PR #49, opened 2016-12-10
LOG4J2-1731 SslSocketManager should respect connectTimeoutMillis

chrisribble:


chrisribble:
It looks like this test failed, but all tests - including this one - passed on my machine.

TlsSyslogAppenderTest>SyslogAppenderTest.testUDPStructuredAppender:86->SyslogAppenderTestBase.sendAndCheckStructuredMessage:84->SyslogAppenderTestBase.checkTheNumberOfSentAndReceivedMessages:103 The number of received messages should be equal with the number of sent messages expected:<1> but was:<0>

This is my first time contributing to log4j2, so I'm not really sure what the next step is.

PR #50, opened 2016-12-13
[LOG4J2-1620] Add sync.send configuration property to Kafka Appender …

thedutchy:
…to support asynchronous sends

This change is backwards compatible, as the property is set to "true" by default. The implementation mirrors the implementation of the KafkaLog4jAppender in the Apache Kafka project (which is however based on log4j instead of log4j2).

The asynchronous send is relevant, as it significantly improves throughput to the Kafka broker. On my machine, setting the property to false, lead to a throughput improvement of approximately 50x.

### DIFF
--- a/log4j-core/src/main/java/org/apache/logging/log4j/core/appender/mom/kafka/KafkaManager.java
+++ b/log4j-core/src/main/java/org/apache/logging/log4j/core/appender/mom/kafka/KafkaManager.java
@@ -19,11 +19,13 @@ package org.apache.logging.log4j.core.appender.mom.kafka;
 
 import java.util.Properties;
 import java.util.concurrent.ExecutionException;
+import java.util.concurrent.Future;
 import java.util.concurrent.TimeUnit;
 import java.util.concurrent.TimeoutException;
 
 import org.apache.kafka.clients.producer.Producer;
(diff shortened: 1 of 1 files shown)


mikaelstaldal:
The documentation in `src/site/xdoc/manual/appenders.xml` needs to be updated.

mikaelstaldal:
This PR is about LOG4J2-1733, right?

thedutchy:
Yes, it is. I don't know why I entered 1620.

thedutchy:
After going through the documentation again, I decided the proper place for the parameter is not in the properties. Instead it should go in the appender parameters. I will close this pull request and create a new one, this way I can also correct the PR to 1733.

garydgregory:
I am in the process of updating this appender to the builder pattern. You
might want to wait until I am done.

Gary

thedutchy:
Thanks for the message, I will wait until you're finished. Should I simply checkin to master after you're done?

Vincent

garydgregory:
This patch does not feel right to me because the configuration properties array is used to carry this new setting. These properties are meant to be used only for Kafka properties https://kafka.apache.org/documentation.html#producerconfigs

IMO, what needs to happen is convert the appender to using a builder and then add a new setting. 

The build changes are now in Git master. See Apache JIRA LOG4J2-1739.

PR #261, opened 2023-04-10
Update data masking logic to break loop on empty string rule

charliewang95:
[Bug 3298417](https://dev.azure.com/dynamicscrm/OneCRM/_workitems/edit/3298417): [V2] When a data masking rule matches empty string, it should not hang the chat

## Description
When a data masking rule matches empty strings, the while loop will go on forever

## Solution Proposed
Break the loop if the modified string is the same as the original string

## Acceptance criteria
Chat does not hang when trying to send a message with a data masking rule matching empty strings

## Test cases and evidence
https://lcwstorageaccountdev.blob.core.windows.net/charlwan/test/nam.html

### DIFF
--- a/chat-widget/src/components/webchatcontainerstateful/webchatcontroller/middlewares/storemiddlewares/dataMaskingMiddleware.ts
+++ b/chat-widget/src/components/webchatcontainerstateful/webchatcontroller/middlewares/storemiddlewares/dataMaskingMiddleware.ts
@@ -77,11 +77,6 @@ const applyDataMasking = (action: IWebChatAction, regexCollection: IDataMaskingR
                 });
             }
         }
-
-        // Exit if rule matched
-        if (isRuleMatched === true) {
-            break;
-        }
     }
 
     action.payload.text = text;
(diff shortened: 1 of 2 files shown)


chat-widget/src/components/webchatcontainerstateful/webchatcontroller/middlewares/storemiddlewares/dataMaskingMiddleware.ts
```diff
@@ -37,7 +37,13 @@ const applyDataMasking = (action: IWebChatAction, regexCollection: IDataMaskingR
                 // eslint-disable-next-line no-cond-assign
                 while (match = regex.exec(text)) {
                     const replaceStr = match[0].replace(/./gi, maskedChar);
-                    text = text.replace(match[0], replaceStr);
+                    const modifiedText = text.replace(match[0], replaceStr);
```
akhiloct1510, line 40: Same comment as V1 

Just wondering if we need to add anything on Telemetry side unless it is not flooding the system.

Like based on some boolean flag and and outside the loop

charliewang95: For V2 is it hard to log it only once, since the input rules are not static and there's no good way to hold a global variable.

There's log if data masking rule DOES apply, so I think this will suffice

akhiloct1510 (approved):

kevinlin98z (approved):

PR #263, opened 2023-04-17
[Bug 3321448] - [LCW v2] custom close button should trim and show "..."

josuhern:
**Description**
This PR fixes the styling problem when data-custom-close-button-text is to long the size of the button should be that big
also fixes the problem on the missing tooltip on hover of the close button when it is a text

**Solution Proposed**
Adding the customizable style parameter for the button label, since we are using fluent ui the [default button](https://developer.microsoft.com/en-us/fluentui#/controls/web/button) label gets generated inside few <span> tags the way to style this not simple when using styleProps

**Acceptance criteria**
The component should have the capability to accept styleProps that affect the button label and should be able to trim the text just as LCW v1 does

**Test cases and evidence**
This is V1
image

previous V2
image

current V2 after change
image

https://josue.blob.core.windows.net/tasks/indexv2.html


chat-components/src/components/header/__screenshots__/stateless-components-header-azure-header-azure-header-chromium-snap.png
charliewang95, line 1: Do not modify existing test cases. Please revert the storybook changes

charliewang95: If needed create new screenshots, but I think we're good with script layer tests

chat-components/src/components/header/common/defaultProps/azureHeaderControlProps.ts
```diff
@@ -20,7 +20,7 @@ export const azureHeaderControlProps: IHeaderControlProps = {
     closeButtonProps: {
         id: "oc-lcw-header-closebutton",
         type: ButtonTypes.Text,
-        text: "End Chat"
+        text: "Close this Chat Widget"
```
charliewang95, line 23: Please revert

chat-components/src/components/header/Header.stories.tsx
```diff
@@ -62,6 +62,12 @@ const azureCustomHeaderProps: IHeaderProps = {
         },
         closeButtonHoverStyleProps: {
             color: "blue"
+        },
+        closeButtonLabelStyleProps: {
```
charliewang95, line 66: We can remove this from storybook too

chat-components/src/components/common/commandbutton/CommandButton.tsx
```diff
@@ -32,6 +32,10 @@ function CommandButton(props: ICommandButtonProps) {
                 ":focus .ms-Button-icon": {
                     // eslint-disable-next-line @typescript-eslint/no-explicit-any
                     ...((props?.focusStyles as any)?.icon as any)
+                },
+                ".ms-Button-label": {
```
charliewang95, line 36: Is this part necessary? This looks a bit hacky

CHANGE_LOG.md
```diff
@@ -67,6 +67,8 @@ All notable changes to this project will be documented in this file.
 
 ## [Unreleased]
 
+- Added customizable `styleProp` labelStyles to Close button component to style the button text
```
charliewang95, line 70: Add `### Added` section header

charliewang95 (approved):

■ **What you need to do**
Go through the preceding material and copy each line that has the word "builder".

■ **Completed exercise**
I am in the process of updating this appender to the builder pattern. You
IMO, what needs to happen is convert the appender to using a builder and then add a new setting. 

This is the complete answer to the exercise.